Much was made about this 2020 album marking Justin Bieber's true return to music after the 2015 release of Purpose.
The singer brought more attention to the matter when he announced during the interim that he'd be taking a break, yet his high commercial standing remained between LPs -- a period of four years and three months, not exactly the five years cited in headlines -- as a featured artist on Top Ten hits by Luis Fonsi, DJ Khaled, David Guetta, Ed Sheeran, and Dan + Shay.
Changes bares only a faint indication that it was made under the kind of commercial pressure applied to a "delayed follow-up." In terms of style, song structure, and lyricism, it's easily Bieber's most focused album, all percolating R&B-pop and sparser guitar ballads that articulate the newlywed's feelings of attraction, affection, and devotion.
There's a key moment when Bieber works through some personal struggles (to which anyone can relate), but the singer otherwise is troubled by little more than occasional geographic distance and consequential impatience, content to embrace companionship and the prospect of spending the rest of his life with his partner.
A sweet, awkward charm continues to run throughout the singer's work.

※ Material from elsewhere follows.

Issue #3893, opened 2015-05-14
virtualenvwrapper plugin fails on ubuntu with EQUALS option set


stuffy-the-dragon:
Refering to code from #2819.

He invites his lover to "get it in expeditiously," flatters her at the concession stand with "Movies all around, but you look like the feature," and elsewhere beams "Shout-out to your mom and dad for making you/Standin' ovation, they did a great job raising you." He tends to keep it so clean and nonspecific -- his co-writers, along with co-stars such as Quavo, Travis Scott, and Post Malone, are all compliant as ever -- that he could have sung most of these songs a decade earlier.
While Bieber's voice still sounds like that of a mid- to late-teen, singing seems to come more naturally to him, and his falsetto pleas are neither bitter nor entitled, strictly genuine and adult.